Assignment. For the entries below, report the number of lines containing "provided", without any other content.

Records for this task.
PR #4553, opened 2021-10-27
[Modal]Fix try-catch syntax error

youminkim:
### WHY are these changes introduced?

Fixes #4552  

### WHAT is this pull request doing?

Added identifier in catch to avoid syntax error

PR #4625, opened 2021-11-10
Fix #4552

### LINKED ISSUE #4552: Try-catch Syntax error in Modal
## Issue summary

After 7.0.0 update, try-catch syntax errors happens in any Modal component usages in some Android 

## Expected behavior

No syntax error

## Actual behavior

```
SyntaxError: Unexpected token {
  at ? (./node_modules/@shopify/polaris/build/esm/components/Modal/Modal.js:69:9)
```

```
    const iframe = evt.target;
    if (iframe && iframe.contentWindow) {
      try {
        setIframeHeight(iframe.contentWindow.document.body.scrollHeight);
      } catch {
        setIframeHeight(DEFAULT_IFRAME_CONTENT_HEIGHT);
      }
    }
    if (onIFrameLoad != null) {

```

Any Modal component use.

Nextjs 

## Reduced test case
-

## Specifications

- Are you using the React components? Y
- Polaris version number: 7.0.0
- Browser: Chrome Mobile Webview (62.0.3202)
- Device: Vivo 1716
- Operating System: Version:8.1.0

alex-page:

Fixes https://github.com/Shopify/polaris-react/issues/4552

Removing the unecessary `try` and `catch` logic in the modal.

### DIFF
--- a/src/components/Modal/Modal.tsx
+++ b/src/components/Modal/Modal.tsx
@@ -119,9 +119,7 @@ export const Modal: React.FunctionComponent<ModalProps> & {
     (evt: React.SyntheticEvent<HTMLIFrameElement>) => {
       const iframe = evt.target as HTMLIFrameElement;
       if (iframe && iframe.contentWindow) {
-          const iframeHeight = iframe.contentWindow.document.body.scrollHeight || DEFAULT_IFRAME_CONTENT_HEIGHT;
-          setIframeHeight(iframeHeight);
-        }
+        setIframeHeight(iframe.contentWindow.document.body.scrollHeight || DEFAULT_IFRAME_CONTENT_HEIGHT);
       }
 
       if (onIFrameLoad != null) {
--- a/src/components/Modal/Modal.tsx
+++ b/src/components/Modal/Modal.tsx
@@ -119,10 +119,8 @@ export const Modal: React.FunctionComponent<ModalProps> & {
     (evt: React.SyntheticEvent<HTMLIFrameElement>) => {
       const iframe = evt.target as HTMLIFrameElement;
       if (iframe && iframe.contentWindow) {
-        try {
-          setIframeHeight(iframe.contentWindow.document.body.scrollHeight);
-        } catch {
-          setIframeHeight(DEFAULT_IFRAME_CONTENT_HEIGHT);
+          const iframeHeight = iframe.contentWindow.document.body.scrollHeight || DEFAULT_IFRAME_CONTENT_HEIGHT;
+          setIframeHeight(iframeHeight);
         }
       }
 


src/components/Modal/Modal.tsx
```diff
@@ -119,11 +119,7 @@ export const Modal: React.FunctionComponent<ModalProps> & {
     (evt: React.SyntheticEvent<HTMLIFrameElement>) => {
       const iframe = evt.target as HTMLIFrameElement;
       if (iframe && iframe.contentWindow) {
-        try {
-          setIframeHeight(iframe.contentWindow.document.body.scrollHeight);
-        } catch {
-          setIframeHeight(DEFAULT_IFRAME_CONTENT_HEIGHT);
-        }
+        setIframeHeight(iframe.contentWindow.document.body.scrollHeight || DEFAULT_IFRAME_CONTENT_HEIGHT);
```
alex-page, line 122: Is there any reason this needs the fallback `DEFAULT_IFRAME_CONTENT_HEIGHT`. The `if (iframe && iframe.contentWindow)` seems pretty safe and I wondered if it would ever use `DEFAULT_IFRAME_CONTENT_HEIGHT`.

LauraAubin: I'm not sure if by removing the try/catch block this becomes irrelevant, but I think it would be safer to leave the fallback in since it was originally added to fix a cross-origin error here https://github.com/Shopify/polaris-react/pull/1992.

LauraAubin (approved):
I did not 🎩 but these changes look solid 🚢

src/components/Modal/Modal.tsx
BPScott: I suspect this was originally a `try/catch` rather than a `||`because an error gets throw if you try to access `iframe.contentWindow.document.body` on an iframe from a different origin. It'd be worth confirming the exact behaviour here.

I suspect #4553 is a safer fix - as I bet the error is thrown in browsers that don't support [optional catch binding](https://2ality.com/2017/08/optional-catch-binding.html).

I'll note that [babel transforms](https://babeljs.io/repl#?browsers=node%206%2C%0Alast%203%20chrome%20versions%2C%0Alast%203%20firefox%20versions%2C%0Alast%203%20opera%20versions%2C%0Alast%203%20edge%20versions%2C%0Alast%203%20safari%20versions%2C%0Alast%203%20chromeandroid%20versions%2C%0Alast%201%20firefoxandroid%20versions%2C%0Aios%20%3E%3D%2013.4%0A&build=&builtIns=false&corejs=3.6&spec=false&loose=false&code_lz=C4JwngBA3gUAvjAxgQ2IgFtGB6bEBmA9ofEA&debug=false&forceAllTransforms=false&shippedProposals=false&circleciRepo=&evaluate=true&fileSize=false&timeTravel=false&sourceType=module&lineWrap=true&presets=env&prettier=false&targets=&version=7.16.3&externalPlugins=&assumptions=%7B%7D) `catch {}` into `catch (_unused) {}` if the targets include browsers that require the transform (delete the 'node 6' in the targets to see it no longer being transformed, with the browsers that polaris targets). So that suggests that this is only occuring in browsers that we don't claim to support. Though it's a trivial fix to add an unused binding so why not.

alex-page: Oh nice! Here is the [can I use](https://caniuse.com/mdn-javascript_statements_try_catch_optional_catch_binding) page for optional catch binding, seems fine.

PR #448, opened 2018-06-13
Feat/diff

### LINKED ISSUE #346: Create a diff-report view
Create an Angular template that accepts two result files. It should show their performance side by side for easy comparison.

- [x] accept two results.json files
- [x] internally handle the results as results object files
- [x] show the results side-by-side
Optionally:
- [x] highlight only those results that differ

ChristianLieven:
* [x] fix #346 (issue number)

## Description
This PR creates an Angular template that accepts two result files. It shows their performance side by side for easy comparison. In theory, it could also accept more than 2 results, although I've not explicitly tested this.

The diff report:
accepts two results.json files
internally handles the results as results object files
show the results side-by-side
highlights only those results that differ


ChristianLieven:
There are likely still some bugs to be fixed and tests to be added which I'll do in this PR before merging!

ChristianLieven:
Oh and this it what it currently looks like:

screen shot 2018-06-13 at 09 38 57

memote/suite/cli/reports.py
```diff
@@ -153,11 +153,71 @@ def history(location, filename, custom_config):
...
+    pytest_args.extend(custom_tests)
+    config = ReportConfiguration.load()
+    # Update the default test configuration with custom ones (if any).
+    for custom in custom_config:
+        config.merge(ReportConfiguration.load(custom))
+    # Build the diff report specific data structure
+    diff_results = dict()
+    for model_path in models:
+        try:
+            model_filename = model_path.split('/')[-1].split('.')[0]
```
Midnighter: Use `os.path.basename` to get the last end of the path. This is not Windows compatible.

memote/suite/cli/reports.py
```diff
@@ -153,11 +153,71 @@ def history(location, filename, custom_config):
...
+            diff_results.setdefault(model_filename, dict())
+            model = callbacks._load_model(model_path)
+            model.solver = solver
+            _, diff_results[model_filename] = api.test_model(
+                model, results=True, pytest_args=pytest_args,
+                skip=skip, exclusive=exclusive, experimental=experimental)
+        except Exception as e:
```
Midnighter: This should be handled in the `callback._load_model` then. Let's find a way to aggregate and display those warnings.

memote/suite/reporting/diff.py
```diff
@@ -19,17 +19,81 @@
...
+    def __init__(self, diff_results, configuration, **kwargs):
         """Initialize the data."""
-        super(DiffReport, self).__init__(**kwargs)
+        super(DiffReport, self).__init__(
+            result=None, configuration=configuration, **kwargs)
+        self.config = configuration
         self._report_type = "diff"
+        self.result = self.format_and_score_diff_data(diff_results)
+        self.result.update(self.config)
+        print(jsonify(self.result, pretty=True))
```
Midnighter: Please remove this line when you're ready with the PR.

memote/suite/cli/reports.py
ChristianLieven: So should I just move the `try/except` statement over into `_load_model` or do we want to look at this in a separate PR maybe?

PR #471, opened 2018-07-12
refactor: optimize the history and report history

### LINKED ISSUE #466: Repair location for history and report
Done: I can run memote history or the report without changing git branches.

Midnighter:
* [x] fix #466 
* [x] tests added/passed

### DIFF
--- a/memote/suite/cli/reports.py
+++ b/memote/suite/cli/reports.py
@@ -109,10 +109,18 @@ def snapshot(model, filename, pytest_args, exclusive, skip, solver,
 
 @report.command(context_settings=CONTEXT_SETTINGS)
 @click.help_option("--help", "-h")
-@click.argument("location", envvar="MEMOTE_LOCATION")
+@click.option("--location", envvar="MEMOTE_LOCATION",
+              help="Location of test results. Can either by a directory or an "
+                   "rfc1738 compatible database URL.")
+@click.option("--model", envvar="MEMOTE_MODEL",
+              help="The path of the model file. Used to check if it was "
+                   "modified.")
 @click.option("--filename", type=click.Path(exists=False, writable=True),
               default="index.html", show_default=True,
               help="Path for the HTML report output.")
+@click.option("--deployment", default="gh-pages", show_default=True,
+              help="Results will be read from and committed to the given "
+                   "branch.")
 @click.option("--custom-config", type=click.Path(exists=True, dir_okay=False),
               multiple=True,
               help="A path to a report configuration file that will be merged "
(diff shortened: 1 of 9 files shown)


memote/suite/cli/reports.py
```diff
@@ -121,23 +129,21 @@ def snapshot(model, filename, pytest_args, exclusive, skip, solver,
...
-    to be found here. Or it can be an rfc1738 compatible database URL. Can
-    also be supplied via the environment variable
-    MEMOTE_DIRECTORY or configured in 'setup.cfg' or 'memote.ini'.
-
-    """
+def history(location, model, filename, deployment, custom_config):
+    """Generate a report over a model's git commit history."""
+    if model is None:
+        raise click.BadParameter("No 'model' path given or configured.")
+    if location is None:
```
ChristianLieven: Do I understand it correctly that this is not `None` when we run `memote report history` from within a git repo since it will pull the MEMOTE_LOCATION from the envvar?

memote/suite/cli/runner.py
```diff
@@ -83,7 +86,7 @@ def cli():
 @click.option("--filename", type=click.Path(exists=False, writable=True),
               default="result.json", show_default=True,
               help="Path for the collected results as JSON.")
-@click.option("--location", type=str, envvar="MEMOTE_LOCATION",
+@click.option("--location", envvar="MEMOTE_LOCATION",
```
ChristianLieven: Do I interpret this right, that users will still have to provide to do `--location Results` when they run any history related CLI commands?

I think it would be nice if we could leave out `--location` as an additional parameter when the user invokes the CLI from inside a memote git repo, but I'm OK with this too.

memote/suite/reporting/report.py
```diff
@@ -84,14 +84,8 @@ def render_html(self):
...
 
-    def determine_miscellaneous_tests(self):
-        """
-        Identify tests not explicitly configured in test organization.
-
-        List them as an additional card called `Misc`, which is where they will
-        now appear in the report.
-
-        """
+    def get_configured_tests(self):
```
ChristianLieven: I like this logical split!!

ChristianLieven:
I approve!! (forgot to do that explicitly on the review)

memote/suite/cli/reports.py
Midnighter: Also to your comment above, if the user has a `memote.ini` with, e.g.,
```ini
[memote]
location = Results
```
this will be picked up automatically and inserted as the parameter. `MEMOTE_LOCATION` in the environment works as well. So only if those are not found and the option is missing will the error be raised.

memote/suite/cli/runner.py
Midnighter: See above regarding configuration.

PR #475, opened 2018-07-17
refactor: improve secure travis var

Midnighter:
* Modify verbosity handling


Midnighter:
Not really more or less secure. Verbosity was just better command line argument handling that I snuck in here. It just handles diverse `.travis.yml` configurations better.

PR #486, opened 2018-08-30
Fix/various bugfixes

ChristianLieven:
This is a work in progress.

I'm hoping to collect a few more bugs before merging the code herein. I've just opened this PR to be able to rely on Travis CI!


HISTORY.rst
```diff
@@ -12,7 +24,6 @@ Next Release
 0.8.5 (2018-08-20)
 ------------------
 * Unpin cobra dependency and set it to >0.13.3.
-* Set ruamel.yaml to >=0.15 to keep up with cobra.
```
Midnighter: Did you rebase your branch on the latest devel? I'm confused why this line should be removed?

memote/suite/cli/reports.py
```diff
@@ -217,19 +226,29 @@ def diff(models, filename, pytest_args, exclusive, skip, solver,
...
+            loaded_models.append(model)
         except Exception as e:
             LOGGER.warning(
                 "The following exception occurred while loading model {}: {}"
                 "".format(model_filename, e))
+    # Running pytest in individual processes to avoid interference
+    partial_test_diff = partial(_test_diff, pytest_args=pytest_args,
+                                skip=skip, exclusive=exclusive,
+                                experimental=experimental)
+    pool = Pool(2)
```
Midnighter: Since you want to report any number of models >= 2, it'd be more appropriate to make the pool size
```python
min(len(models), os.cpu_count())
```

memote/suite/cli/reports.py
```diff
@@ -217,19 +226,29 @@ def diff(models, filename, pytest_args, exclusive, skip, solver,
...
         try:
             model_filename = os.path.basename(model_path)
             diff_results.setdefault(model_filename, dict())
             model = callbacks._load_model(model_path)
             model.solver = solver
-            _, diff_results[model_filename] = api.test_model(
-                model, results=True, pytest_args=pytest_args,
-                skip=skip, exclusive=exclusive, experimental=experimental)
+            loaded_models.append(model)
         except Exception as e:
```
Midnighter: Rewrite this catch statement to:
```python
except (IOError, SBMLError):
    LOGGER.debug(exc_info=True)
    LOGGER.warning("An error occurred while loading the model '%s'.", model_filename)
```
And abort the process if `len(loaded_models) < 2`.

Midnighter: Hopefully, all errors would be children of `IOError` but I'm not sure.

memote/suite/cli/reports.py
```diff
@@ -217,19 +226,29 @@ def diff(models, filename, pytest_args, exclusive, skip, solver,
...
                 "The following exception occurred while loading model {}: {}"
                 "".format(model_filename, e))
+    # Running pytest in individual processes to avoid interference
+    partial_test_diff = partial(_test_diff, pytest_args=pytest_args,
+                                skip=skip, exclusive=exclusive,
+                                experimental=experimental)
+    pool = Pool(2)
+    results = pool.map(partial_test_diff, loaded_models)
+
+    for model_path, result in zip(models, results):
```
Midnighter: Can you really rely on the order of `models` and `results` being the same? Somehow I doubt that.

memote/suite/results/result.py
```diff
@@ -38,3 +41,13 @@ def __init__(self, *args, **kwargs):
         super(MemoteResult, self).__init__(*args, **kwargs)
         self.meta = self.setdefault("meta", dict())
         self.cases = self.setdefault("tests", dict())
+        self.add_environment_information(self.meta)
```
Midnighter: I remember now why I didn't have this in the `__init__` method, when we are loading an existing result from file or database, we should not overwrite the environment information.

ChristianLieven: Gotcha! I've reorganised it so that the staticmethod is called explicitly only the when collecting results in the ResultCollectionPlugin which is instantiated only in `test_model`

memote/suite/cli/reports.py
```diff
@@ -234,15 +235,22 @@ def diff(models, filename, pytest_args, exclusive, skip, solver,
...
+        except (IOError, SBMLError):
+            LOGGER.debug(exc_info=True)
+            LOGGER.warning("An error occurred while loading the model '%s'. "
+                           "Skipping.", model_filename)
+    # Abort the diff report unless at least two models can be loaded
+    # successfully.
+    if len(loaded_models) < 2:
+        LOGGER.critical(
+            "Out of the {} provided models {} could be loaded. Check if the"
+            "models that could not e loaded are valid SBML. Aborting.")
```
Midnighter: Missing some arguments here, should be:
```python
        LOGGER.critical(
            "Out of the %d provided models only %d could be loaded. Please, check if the"
            "models that could not be loaded are valid SBML. Aborting.", len(models), len(loaded_models))
```

memote/suite/collect.py
```diff
@@ -66,7 +66,8 @@ def __init__(self, model, experimental_config=None,
         super(ResultCollectionPlugin, self).__init__(**kwargs)
         self._model = model
         self._exp_config = experimental_config
-        self.results = MemoteResult()
+        self.results = results = MemoteResult()
```
Midnighter: Not sure why you introduce the variable `results` in addition to `self.results`.

Midnighter:
Just two minor things then it's good to go!

memote/suite/cli/reports.py
ChristianLieven: Cheers! Forgot about that!

memote/suite/collect.py
ChristianLieven: Dunno :D I must have had a plan at the time. Maybe it was just a bit shorter. I've changed it back!

PR #510, opened 2018-10-08
Identify specific MNX IDs (required for some tests) in the model by looking for matching annotations.

### LINKED ISSUE #485: memote could not find Metanetx ids in the annotation
Metabolite Ids are mostly in metacyc with c0 or e0 compartment suffix (e.g.:PPI_c0) , but metanetx ids are in the annotation field. When using essential_precursors_not_in_biomass function it could not find the essential precursors because of the suffixes, but neither could it find in the annotation field.

ChristianLieven:
* [X] fix #485 
* [X] tests added/passed


memote/support/helpers.py
```diff
@@ -693,28 +693,50 @@ def find_met_in_model(model, mnx_id, compartment_id=None):
...
-
     candidates = []
-    regex = re.compile('^{}(_[a-zA-Z]+?)*?$'.format(mnx_id))
+    # The MNX ID used in the model may or may not be tagged with a compartment
+    # tag e.g. `MNXM23141_c` vs. `MNXM23141`, which is tested with the
+    # following regex.
+    # If the MNX ID itself cannot be found as an ID, we try all other
+    # identifiers that are provided by our shortlist of MetaNetX' mapping
+    # table.
+    regex = re.compile('^{}(_[a-zA-Z0-9]+?)*?$'.format(mnx_id))
```
Midnighter: Since you're including the end of string mark `$` non-greedy matching should not be necessary. Also, we do expect at most one compartment suffix, right? My suggestion (untested)
`^{}(_[a-zA-Z0-9]+)?$` which should match exactly 0 or 1 underscore suffix.

memote/support/helpers.py
```diff
@@ -693,28 +693,50 @@ def find_met_in_model(model, mnx_id, compartment_id=None):
...
+    elif model.metabolites.query(compare_annotation, attribute='annotation'):
+        candidates = model.metabolites.query(
+            compare_annotation, attribute='annotation'
+        )
     else:
         for value in METANETX_SHORTLIST[mnx_id]:
             if value:
                 for ident in value:
-                    regex = re.compile('^{}(_[a-zA-Z]+?)*?$'.format(ident))
+                    regex = re.compile('^{}(_[a-zA-Z0-9]+?)*?$'.format(ident))
```
Midnighter: See above.

memote/utils.py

Output of the exercise. 3